Thursday 10 June 2010

Until The Pips Squeak….

The government's planned spending squeeze will throw 750,000 public sector workers on to the dole queue and push unemployment close to 3 million for the first time since the early 1990s, a respected thinktank warns today.
Going to get worse before it gets better…
The warning comes as the employers' organisation the CBI today demands that the public sector should bear the brunt of budget cuts expected to be announced by the chancellor, George Osborne, in his emergency budget on Tuesday week.
Since they’ve grown at the expense of everything else, that seems fair.
The warning by the CIPD, not seen as a party political thinktank, underlines the dilemma faced by the government as its efforts to cut the deficit may lead to higher unemployment and then a higher benefits bill.
Not if they cut that too…

The figures were leapt on by the TUC general secretary, Brendan Barber, who said the coalition was in danger of damaging the economy and increasing the north-south divide.

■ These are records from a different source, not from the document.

PR #1687, opened 2026-08-24
chore: retire the list.tight divergence, which no longer reproduces

### LINKED ISSUE #1685: The list.tight row in ast-value-divergence.txt is stale, and the gate stays red until it goes
`resources/ast-value-divergence.txt` still carries

```
list.tight  1  carve-rs alone; tracked at markup-carve/carve-rs#1358
```

added by #1682 at 16:27:00Z. carve-rs merged the fix three minutes later
(markup-carve/carve-rs#1359, `f35e09cd`), so the row is stale and the file's own
contract makes the gate red until it goes: *"a listed field no longer diverges
-> fixed, delete the line, fails until you do"*.

`AST conformance` run 32751456715, built against carve-rs main at 16:36, reports
exactly that and nothing else in its value panel:

```
THREE-WAY VALUE COMPARISON: the engines publish the same values everywhere.
  resources/ast-value-divergence.txt declares nothing that still diverges.

  FIXED      list.tight no longer diverges - delete its line
```

Shape and span panels were clean in the same run - 1397 documents unanimous,
28662 spans identical.

Deleting the one row is the whole change. Not opened as a PR from here because
this repo is being worked concurrently and the same file was edited twenty
minutes ago; whoever is in it can take the line out in passing.

## Separately, in the same run

`formatter (shard 3/4)` failed on one unrelated ANSI difference:

```
DIFF [ansi] 411-a-lone-indented-image-is-a-paragraph-and-its-html-cannot-say-so-3 (core): rust, js, php
```

That document is `>   Apollo` - a quoted lone image, which holds no list
node at all, so it is #1677's subject rather than a consequence of the carve-rs
merge. carve-rs prints the blockquote gutter before the image placeholder and
carve-php prints none. Noting it here only so the two failures in that run are
not read as one.

dereuromark:
chore: retire the list.tight divergence, which no longer reproduces

markup-carve/carve-rs#1359 made a list item whose second block is a lone or
captioned image at the item's content column loose, matching carve-js,
carve-php and the executable spec.

AST conformance run 32751456715 reports the value panel clean and names this
row:

    THREE-WAY VALUE COMPARISON: the engines publish the same values everywhere.
      FIXED      list.tight no longer diverges - delete its line

The file fails until the line is deleted, which is the two-directional half
working: a declaration that stops reproducing is a defect, not bookkeeping.

Closes #1685

### DIFF
--- a/resources/ast-value-divergence.txt
+++ b/resources/ast-value-divergence.txt
@@ -156,4 +156,3 @@
 #
 # Measured over 1397 samples at carve-js 99b28ab, carve-rs 661d4ff and carve-php
 # 38de559, each built from a fresh clone of main.
-list.tight  1  carve-rs alone; tracked at markup-carve/carve-rs#1358


dereuromark:
Superseded by #1686, which landed both halves - the ledger row and the `LAST_MEASURED` companion - three minutes before this branch pushed. Verified on `main` at `0dfcb85`: `resources/ast-value-divergence.txt` has no live rows and `LAST_MEASURED` is `new Map()`. Nothing here to add; closing rather than rebasing a duplicate.

PR #96, opened 2026-06-10
Spec: inline footnotes ^[content]

dereuromark:
Pins the carve-js inline-footnote feature (markup-carve/carve-js#107) into the conformance corpus and the normative spec.

## Changes

- **`docs/examples.md`** — new `## Inline footnotes` section, generating corpus pair `85-inline-footnotes` (interleaved numbering with a reference footnote).
- **`resources/grammar.ebnf`** — §16 gains the inline form: pandoc-style `^[content]`, a carve extension beyond djot. Inline-only content, shared document-order numbering, attrs on the noteref, no notes-in-notes. PART 8 ranks `^[` above superscript (so `^[x]^` is a note + literal `^`, `^^[x]` is suppressed, `\^[x]` is literal).
- **`docs/native-features-analysis.md`** — inline footnotes move from Deferred to implemented; notation `[^inline content]` becomes `^[content]`. Sidenotes stay deferred.
- **`docs/divergence-from-djot.md`** — record `^[content]` under "what Carve adds on top".
- **`docs/.vitepress/carve-lib`** — re-vendored from merged carve-js `main`. This also brings in the already-merged #102 (block-renderer hook) and #106 (tag leading digit); the existing corpus stays byte-green against the new lib.
- **`.gitignore`** — ignore `docs/superpowers/` working docs.

## Lockstep

carve-js #107 is merged. carve-php conformance follows in its own PR (spec submodule bump, `^[content]` implementation, category promotion).

PR #1703, opened 2026-08-24
Specify bare-marker list content columns

### LINKED ISSUE #1698: The three engines measure an attributed marker's content column in three different units
An item's content column counts the marker's ATTRIBUTE BLOCK, and the engines
count it in different units. Nobody counts CODEPOINTS, which is the unit the AST
positions settled on.

## Measured

`-{title="😀"} ` is 13 codepoints, 14 UTF-16 code units, 16 UTF-8 bytes. A
heading is written on the continuation line at each column in turn, and the
column at which it opens INSIDE the item is the column that engine read:

```
-{title="😀"} a
              # h
```

| continuation at | carve-js | carve-rs | carve-php |
| --- | --- | --- | --- |
| 13 (codepoints) | text | text | text |
| 14 (UTF-16 units) | **heading** | text | text |
| 16 (UTF-8 bytes) | text | **heading** | **heading** |

The same split with one non-ASCII character rather than an astral one:
`-{title="é"} ` is 13 codepoints and 13 UTF-16 units but 14 bytes, so carve-js
opens the heading at 13 and the other two at 14.

## Not the task question, and not new

This is NOT markup-carve/carve#1692. It reproduces on a PLAIN item with no
checkbox, on the branch that has measured the marker's width from the start, and
it predates every change made for that ruling - carve#1692 only made a task
item's column agree with the plain item's in the SAME engine, which is what put
the two spellings side by side where the unit is visible.

## What needs deciding

Which unit a content column is measured in. Three candidates and three engines,
one each:

1. **Codepoints.** What PART 12's AST positions use. No engine reads the column
   this way today, so all three move.
2. **UTF-16 code units.** carve-js's answer, and an artifact of `String.length`
   rather than a decision - the same artifact that was ruled against for AST
   positions.
3. **UTF-8 bytes.** carve-rs's and carve-php's answer, and likewise an artifact
   of measuring `as_ptr()` offsets and `strlen()`.

Only an attribute block can put a non-ASCII character inside a marker, so the
blast radius is exactly the attributed spellings - `-{...} `, `1.{...} ` and
their task forms. Every other marker is ASCII and all three units agree on it,
which is why this has never been reported.

Found by a diff review on carve-rs#1374.

### LINKED ISSUE #1701: Should a marker attribute block move a list item's content column?
An attributed list-item marker moves the item's content column by the *length of
the attribute text*. That makes a presentational edit - renaming a class - a
structural edit, and nothing in the toolchain says so.

This is the second half of #1692. That ticket asked whether carve-rs and
carve-php should match carve-js for task items; they should, and that is landing.
This ticket asks the question underneath it: **should the attribute block move
the content column at all?**

## What the spec actually says

`resources/grammar.ebnf` C3:

> content_column(item) := the visual column where the item's content starts
> (marker width + separator: `- ` -> 2, `1. ` -> 3, `10. ` -> 4).

Every example is a bare marker. C3 never mentions attributes. A8 says a
`-{…} text` line attributes the LIST ITEM, and never says the brace run counts
toward marker width.

So the current behavior is not a ruling. It is what three engines happen to do
because each measures the whole prefix.

## What the corpus pins

Nothing. Every corpus document that carries a marker-attached attribute is a
single-line item:

- `90-list-item-attributes*.crv` - eight documents, all one-liners
- `172-attribute-braces-on-a-list-item-marker-line.crv` - the only multi-block
  case uses the *separate* `{a=b .c}` attribute-line channel, not the marker one

A sweep for an attributed marker followed by an indented line returns zero
documents. The content column of an attributed item is completely unpinned.

## What the engines do

Measured just now: carve-js (released 0.1.4), carve-php (`main`), carve-rs
(`main`) agree exactly for plain items. Content column is `marker+attrs` width
plus one, and it is exact - one column too many is not "still inside", it demotes
the block.

| marker | content column |
| --- | --- |
| `-` | 2 |
| `9.` | 3 |
| `10.` | 4 |
| `-{.x1}` | 7 |
| `-{.x22}` | 8 |
| `-{.averylongclass}` | 19 |

## What djot does

Two reference points, and they disagree with us in different ways.

**Reference djot** (`jgm/djot`) does not have the extension at all - `-{.c} x` is
a paragraph with a span, which is our `docs/divergence-from-djot.md` §17.

**djot-php** does have it, citing the upstream proposal jgm/djot#262, and its
content column is the **bare marker width**. The attribute text is not counted:

Input:

```
-{.averylongclass} bla

  # a
```

djot-php output:

```html
<ul><li class="averylongclass"><p>bla</p><h1 id="a">a</h1></li></ul>
```

Same result at columns 2, 3, 6 and 7 - djot-php is also lenient about the column,
which we deliberately are not (§15 strict column-0). But on the question this
ticket asks, the only other implementation of the same extension says the
attribute block does not move the column.

## The failure mode

An author writes a correct document:

```
-{.x1} bla

       # a
```

```html
<ul><li class="x1">bla<h1 id="a">a</h1></li></ul>
```

They rename the class. One character. They touch nothing else:

```
-{.x22} bla

       # a
```

```html
<ul><li class="x22">bla</li></ul>
<p># a</p>
```

The heading has left the item. Then:

- `carve lint` reports nothing, exit 0.
- `carve fmt` **bakes it in**: the output is `-{.x22} bla\n\n\# a\n` - an escaped
  hash at column 0. Re-indenting afterwards no longer helps, because the source
  now says `\#`. Confirmed on carve-js and carve-rs.

So an attribute rename plus a format run destroys the block, permanently, with no
diagnostic at any step.

The sibling case is the same defect seen from the side. Two items whose tags
differ in length cannot share a body column:

```
-{.x1} bla

  # a

-{.x22} bla

  # b
```

```html
<ul><li class="x1">bla</li></ul>
<p># a</p>
<ul><li class="x22">bla</li></ul>
<p># b</p>
```

One list becomes two, with stray paragraphs between them.

## Is this already inherent?

Partly, and the difference matters. Ordered markers are already ragged: `9.`
needs column 3 and `10.` needs column 4. But that raggedness is one column, it is
inherent to the numbering, and renumbering a list is a mechanical operation
nobody performs by hand. Editing a class name is routine styling work, the shift
is unbounded (`{.averylongclass}` is 19), and the two spellings of the *same*
attributes - marker-attached vs. the preceding attribute line (A1/A2) - behave
differently: the attribute line does not move anything.

## Options

| option | pro | con |
| --- | --- | --- |
| **A. status quo** - content column counts the attribute block | body lines up under the first line's text; no migration | the column is a function of attribute text; rename = silent restructure; `fmt` bakes it in; siblings cannot align |
| **B. bare marker width** - attributes are not counted | column is a function of the marker alone, so attribute edits are safe; siblings align; matches djot-php; arguably what C3 already says | body does not line up under the first line's text; A-shaped documents change meaning |
| **C. accept either column** | no migration, and B's stability | two channels for one thing; changes what a marker at the bare column means (sublist vs. lazy text) |
| **D. djot leniency** - any column past the marker | no counting at all | contradicts §15 / C3 strict column-0, which is engine-wide and corpus-pinned |

## Recommendation: B

Three reasons, in order of weight.

**The column should not depend on text the author edits for presentation.** C3's
own framing is that the content column is the item body's column 0. A document's
column 0 does not move when you restyle it. Under A it does, and the toolchain
cannot tell you - lint is silent and fmt makes it permanent.

**C3 already reads that way.** "marker width + separator", with `- ` -> 2. The
attribute block is neither the marker nor the separator; A8 calls it an
attribute *on* the item, which is metadata, not content. Reading the braces into
"marker width" is an inference nobody wrote down.

**The one other implementation of this extension agrees.** djot-php implements
jgm/djot#262 and does not count the attribute text. That is not a vote - it is
that the two independent readings of the same proposal split, and the one that
does not make the column depend on the attribute is the one that survives an
edit.

### The migration is mild and mechanically findable

A document written for A does not fragment under B. Its body sits *inside* the
item, over-indented, so the block demotes to a paragraph - the content stays in
the right container and only the block's kind is lost. Carve has no
indented-code construct, so over-indentation costs nothing else. Every instance
is findable by one rule: an attributed item whose body sits at the old
full-prefix column. That rule is worth adding to `carve lint` either way.

Measured corpus breakage: zero documents.

### What would change my mind

A real document where the first line's text and the body visually lining up is
worth more than the column surviving an attribute edit. I do not have one, and
under B every item in a list shares a left edge, which is the property lists are
read by.

### Either way

`carve lint` should flag an item whose next indented block landed outside it.
That the current break is *silent* is a separate defect from which column is
right, and it is the part that let this go unnoticed.

dereuromark:
Closes #1701.
Closes #1698.

Implements Resolution B: marker-attached attributes and task checkboxes contribute zero to `content_column(item)`. Ordered marker width remains variable.

This reverses category 413 from #1697/#1700, updates the executable oracle and normative C3/A8 text, adds sibling, legacy full-prefix, Unicode, and attributed-parent sublist cases, and documents the Djot divergence.

Validation: corpus generation plus corpus, normativity, divergence, and executable-oracle tests (1,448 checks).

Engine PRs follow with the new corpus pin.


dereuromark:
Red on both `spec-corpus conformance` shards (run 32783808347). Two failures,
one trivial and one expected-but-undeclared.

```
AssertionError: docs/index.md says "pinned by 1400 corpus examples"; the corpus holds 1404
```

Four corpus documents added, count not updated. One line.

```
AssertionError: the oracle reads a different document out of the formatted source,
and resources/engine-pin-drift.txt does not excuse it
```

Expected consequence of moving the oracle ahead of the pinned engines: the oracle
now reads the bare-marker content column (#1701) while the pinned engine builds
still read the full prefix, so their `fmt` output re-parses to a different
document under the new oracle. `resources/engine-pin-drift.txt` is the declared
mechanism for exactly this - add the rows the failure names, in the format a
previous spec-ahead-of-engines change used.

One constraint on those rows: every declaration and ignore list in this repo must
be EMPTY before the release is cut, so they are temporary by construction. Worth
saying in the PR body that they come out once the three engine PRs land, so
nobody reads them as a standing waiver.

dereuromark:
The first two are fixed by `00e8072d`. The current red on run 32784964290 is a
third thing:

```
AssertionError: the import population changed; if the engine pin moved, inspect
every changed count and bump this with the pin - if the CORPUS grew instead, bump
it in the commit that adds the documents and account for each count that did not
move with it
```

That is `resources/import-roundtrip-baseline.json`. The four new corpus documents
need the ratchet retaken. Recipe, from hitting the same gate in #1697:

```
node --test tests/import-roundtrip-ratchets.check-helper.mjs
```

Read the `actual:` object out of the failure and write those numbers in.

Worth decomposing corpus growth from pin movement rather than writing the summed
numbers straight back: once they are added together the two causes are
indistinguishable, and the assertion text is asking you to account for each count
that did NOT move. Here the pin has not moved, so every changed count should be
explained by the four new documents alone - if one moved that the new documents
cannot explain, that is a real finding rather than ratchet noise.

Two other things from this branch's neighbourhood, for whoever is carrying it:

- `declarations:check` currently reports one pre-existing finding, carve-php
  `KNOWN_GAPS`. Every declaration and ignore list has to be empty before the tag,
  so that one needs clearing regardless of who owns it.
- carve-rb embeds the engine and will need a pin bump after carve-rs#1379 lands,
  the same way #96 was needed after carve-rs#1374. Its parity gate caught a stale
  pin once tonight already, so it is worth queueing rather than discovering.

PR #1707, opened 2026-08-24
Specify lenient authored block bases in list items

### LINKED ISSUE #1702: carve lint: an item's body that landed outside the item is not reported
When a block meant for a list item's body sits at the wrong column, it silently
leaves the item and nothing reports it.

Input:

```
-{.x22} bla

       # a
```

Output:

```html
<ul><li class="x22">bla</li></ul>
<p># a</p>
```

`carve lint` exits 0. `carve fmt` then writes `-{.x22} bla\n\n\# a\n` - an escaped
hash at column 0 - so re-indenting afterwards no longer recovers the heading.

Two rules are wanted, both cheap:

1. An indented block that sits BELOW a preceding item's content column and left
   the item, where the author's indentation makes the intent unambiguous. This is
   the general rule and it is the one that matters.
2. For the #1701 migration specifically: an attributed item whose body sits at
   the old full-prefix column. Mechanical, finds every instance, and can be
   dropped once the migration is done.

This is deliberately separate from #1701. Which column is right and whether the
break is silent are different defects; the silence is what let the first one go
unnoticed, and it stays worth fixing whichever column wins.

### LINKED ISSUE #1705: Allow block openers past a list item's content column
## Proposal

Inside a list item, recognize a block opener at **any indentation at or beyond
the item's content column**. Treat the opener's authored column as that block's
temporary base while parsing it. Canonical Carve output writes the block back at
the exact content column.

For a bullet item whose content column is 2, all three headings would therefore
be the same structure:

```carve
- item

  # heading
```

```carve
- item

   # heading
```

```carve
- item

        # heading
```

`carve fmt` canonicalizes the latter two to the first.

Indentation **below** the content column is unchanged. Top-level block openers
also remain column-strict. This proposal is about containment inside list items,
not a general three-space Markdown allowance.

## Why

Today one extra space changes the AST:

```carve
- item

  # heading
```

is a nested heading, while:

```carve
- item

   # heading
```

is a second paragraph containing the literal `# heading`. The source is valid,
lint is silent, and `fmt` canonicalizes the unintended paragraph rather than
recovering the apparent block. The same failure applies to quotes, fences,
containers, tables, definition lists and thematic breaks.

This is especially sharp after #1701: making item attributes layout-transparent
removes metadata-dependent columns, but an editor, pasted block or hand-aligned
document can still gain or lose one space and silently change node type.

## Existing precedent inside Carve

Sublist markers already implement the proposed containment rule. Under `- item`,
all of these are nested lists in the current reference engine:

```carve
- item

  - child
```

```carve
- item

   - child
```

```carve
- item

      - child
```

The executable layout code uses `indent >= contentCol` for that path and the
canonical writer normalizes the result. C3's prose currently says an opener
ABOVE the column folds as text, while examples and implementation comments
already describe sublists as opening "at or past" it. The proposal makes other
block openers follow the containment rule lists already use.

## Comparison

Measured for `- item`, a blank line, and an indented `# heading`:

| opener column | Carve today | CommonMark | Djot |
| ---: | --- | --- | --- |
| 0 | top-level heading | top-level heading | top-level heading |
| 1 | outside item, literal | top-level heading | nested heading |
| 2 | nested heading | nested heading | nested heading |
| 3-5 | paragraph text in item | nested heading | nested heading |
| 6+ | paragraph text in item | indented code from 6 | nested heading |

CommonMark gets its bounded window by consuming the list indentation and then
allowing up to three spaces before a block opener. Djot accepts any positive
indentation relative to the marker. The proposal is neither rule exactly: it
keeps Carve's minimum content-column boundary, has no indented-code transition,
and canonicalizes every accepted spelling to one column.

## Required semantic definition

Checking `indent >= content_column` is not sufficient. The parser needs a
temporary **authored block base**:

1. Measure the first nonblank line once, using the existing tab-stop arithmetic.
2. If its nonspace suffix is a block opener and its column is at least the item
   content column, set `block_base` to that authored column.
3. Parse that one block as though `block_base` were the item body's column 0.
4. Preserve indentation beyond `block_base` as content.
5. Keep source positions at their authored offsets and columns.
6. The canonical writer ignores `block_base` and emits at `content_column`.

Without this rebase, merely stripping the minimum content-column indent leaves
residual spaces in front of the opener and reproduces today's paragraph reading.

The rule must apply both with and without a preceding blank. Without a blank, a
recognized visible block opener interrupts the item's open paragraph exactly as
the same opener at the exact content column does today.

## Block-specific work

Each block family needs a paired exact-column / over-indented fixture and a
canonical round trip:

- headings and thematic breaks;
- block quotes, including repeated prefixes and lazy quote lines;
- fenced code, including body indentation, closing-fence alignment and an
  unterminated fence;
- raw blocks and colon fences, including nested containers and closers;
- tables, continuation rows, captions and row alignment;
- definition-list term openers, their `:  ` definition line and wrapped terms;
- block attribute lines followed by each supported target;
- images/captionable blocks where column determines block position;
- invisible definitions and comments, preserving their existing registration
  and any-column exceptions;
- tabs that reach or cross the minimum content column;
- the same cases inside ordered, task, attributed and nested list items.

For multi-line constructs, the first opener establishes `block_base`. A closer
or structural continuation should be interpreted relative to that base, not
independently rebased line by line. Otherwise a fence could close on accidental
dedentation or table rows at different columns could be combined unpredictably.

### Intentional literal examples change meaning

This is the main compatibility blocker. Documents can currently use
over-indentation to show block-looking text literally:

```carve
- Explain this syntax:

   # not a real heading
```

Under the proposal it becomes a heading. The current corpus deliberately pins
at least one such case:
`149-fence-folds-as-lazy-inline-code-above-the-content-column`. The existing
"over-indented definition folds" documentation must also be split between an
over-indented *opener* (changed here) and indentation internal to an already
open definition list (not automatically changed).

The compatibility spelling is an escaped opener, for example `\#`, `\>`, or an
escaped fence delimiter. Migration cannot infer whether an author intended a
real block or a literal example.

### Tight and loose list rendering can change

An over-indented opener currently becomes a paragraph. After a blank this can
make the list loose. Reclassifying it as a nested non-paragraph block can keep
the list tight under L2. Tests must assert both AST structure and `<p>` wrapping,
not only visible text.

### Definitions can start registering

An over-indented link, footnote, abbreviation or definition-list opener that is
literal today may become structural. That affects references elsewhere in the
document and can turn a local indentation edit into nonlocal output changes.
These cases require explicit migration diagnostics.

### Opaque payload indentation must survive

For a fence opened at column 5 under a content column of 2, three columns are
structural over-indent. Payload indentation beyond column 5 is authored data and
must survive. Applying one blanket trim to every collected line would corrupt
code, raw content and source positions.

### Attribute and caption attachment can move

An over-indented attribute line and target must be treated as one block group or
left literal together. Re-basing either line independently can attach attributes
or captions to a different node than the author wrote.

### Parser performance must remain linear

Do not probe every possible dedent suffix. The leading run is already measured;
classify the one nonspace suffix, store one `block_base`, and carry it through
the existing collector. Deep nesting must not re-scan the same prefix once per
candidate column. The layout-work and adversarial nesting tests need a ratchet.

### Source layout metadata needs a distinction

`contentColumn` remains the item's canonical/minimum column. If editor tooling
needs to preserve authored layout, the block's actual base is different data.
Do not overload `contentColumn`; either derive the authored base from positions
or add an explicitly optional layout field in a later schema revision.

## Migration and diagnostics

Before changing the parser, add a compatibility lint that finds a block-shaped
line above an item's content column and reports both possible intentions:

- dedent to the content column to make it structural now; or
- escape the opener to preserve literal text under the new rule.

`fmt --migrate` may safely offer those as explicit fixes, but a default formatter
must not guess. For old source parsed under a compatibility mode, preserving old
semantics means escaping the opener; opting into the new structure means
dedenting it.

The release notes should call this a source-compatibility change even if the
existing corpus delta is small. A corpus measures known syntax, not private
documents that intentionally use indentation for examples.

## Implementation areas

- **Spec and oracle:** revise PART 9 §24 C3's AT/ABOVE split; make the existing
  sublist `>=` behavior explicit; introduce and carry `block_base` through the
  one-block collectors and fence trackers.
- **carve-js:** the list collector currently admits `col >= contentCol` but
  dedents only by `contentCol`; opener recognition and block collection need the
  authored-base rebase.
- **carve-rs:** update the corresponding `indent > content_col` lazy-text branch,
  collectors, fence state and source-position tests.
- **carve-php:** update the list content-column gates, prepass fence/comment
  trackers and every duplicated content-column scan; prior fixes show these
  paths can disagree if only the main block parser moves.
- **Writers/importers:** writers should already emit the minimum column, but
  round-trip and every direct-source importer must prove that rather than assume
  it.
- **Lint/LSP:** compatibility diagnostic, dedent quick fix, escape quick fix and
  tests showing the edits preserve the selected intent.
- **Docs:** parsing ambiguities, divergence from Djot, core/edge examples,
  migration guidance and AST source-layout documentation.

## Required experiment before ruling

Implement the rule first in the executable oracle behind a temporary switch and
run the full corpus without updating expected output. Report:

1. every changed document, grouped by block family;
2. AST changes separately from HTML-only tight/loose changes;
3. formatter fixed-point and source-round-trip changes;
4. reference/footnote/abbreviation registrations that become nonlocal changes;
5. work-counter and wall-clock deltas on the deep-nesting fixtures;
6. three-engine behavior for every changed shape before moving their pins.

The known `149` fence case proves the delta is not zero. The experiment decides
whether that is the only intentional literal dependency or merely the first one
we know by name.

## Acceptance criteria

- Every block opener at `column >= content_column` nests with the same AST and
  HTML as the exact-column spelling.
- Canonical Carve output uses exactly `content_column`.
- Indentation below the content column is unchanged.
- Plain paragraph indentation is unchanged; only recognized block groups gain
  the rebase.
- Opaque payload and relative interior indentation are byte-preserved.
- Closers and continuation lines are bound to the opener's `block_base`.
- Tight/loose behavior is explicitly pinned.
- Old literal intent has a diagnostic and an escape-based migration fix.
- Source positions continue to describe authored source, not canonical output.
- All three engines, the executable oracle and direct-source importers agree.
- Layout work remains linear under adversarial nesting.

## Decision requested

Approve the experiment and the minimum rule:

> Within a list item, a recognized block opener at any indentation at or beyond
> `content_column(item)` belongs to the item. Its authored indentation is the
> temporary base of that block; canonical output emits it at
> `content_column(item)`.

Do not yet rule on making top-level block openers indentation-tolerant or on
changing below-column lazy continuation. Those are separate axes with a much
larger compatibility surface.

dereuromark:
Resolves #1702 and #1705 together across the executable oracle and migration contract.

- accepts structural list-item blocks at any authored column at or past the item content column
- keeps below-minimum lines detached/literal and preserves descendant-list ownership
- uses the opener column as the base for multiline quotes, fences, tables, definition lists, attributes, images, and captions
- keeps exact-column and over-column lone-image looseness identical
- specifies list-item-body-detached and list-item-block-overindented migration diagnostics, including dedent-versus-escape guidance
- adds edge cases for absolute visual columns, tabs, nested ownership, fence payload, captions, wrapped definitions, formatter stability, and image looseness
- pins the merged carve-js implementation commit used by executable conformance

The JS, PHP, and Rust implementation PRs have merged. Claude CLI reviewed the implementation and spec changes; CI is the final gate here.

Closes #1702.
Closes #1705.


dereuromark:
@claude please review this PR, including correctness, behavioral consistency with the linked spec issue, regressions, performance, and edge cases.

"Northern regions depend more on public sector jobs, and staff who lose their jobs will find it harder to get new ones."

Hey, if they are too dim for the private sector, why are we (the taxpayer) picking up the bill?

6 comments:

JohnRS said...

Dont know if Chartered Institute of Personnel and Development have their nose in the trough, if they do....chop!

I would bet that the TUC are getting money through the dodgy "union modernisation" deal McNutter set up.....chop!

Plenty more targets for cuts before we even get to public sector jobs.

Anonymous said...

How is some useless tosser earning 80K being binned and then instead costing us 65 quid per week more costly?

Anonymous said...

Given their current level of work, I would say most of them were on the dole already.

Brian, follower of Deornoth said...

Q. What do you call 750,000 public-sector employees floating face-down in the channel?

A. A good start.

Shug Niggurath said...

The public sector ends up growing because of the way it operates, no need to be efficient, just get a part-timer in to help who then ends up full time.

Then the local skills of the employable end up weighted to public sector tasks (or the ones they claim at least), so social care jobs, 'outreach', youth work and so on.

So if you as a business owner look to those areas to see if you can operate profitably there you realise you'd need to spend a small fortune retraining them. And why would you bother?

JuliaM said...

"I would bet that the TUC are getting money through the dodgy "union modernisation" deal McNutter set up..."

Oh, that's pretty much a foregone conclusion.

"How is some useless tosser earning 80K being binned and then instead costing us 65 quid per week more costly?"

With the civil service, you need to factor in the inevitable pension costs.

"The public sector ends up growing because of the way it operates, no need to be efficient, just get a part-timer in to help who then ends up full time."

Yes, I've friends in some branches who say that it rife. And 'hiring freezes' are often honoured more in the breach than in the observance.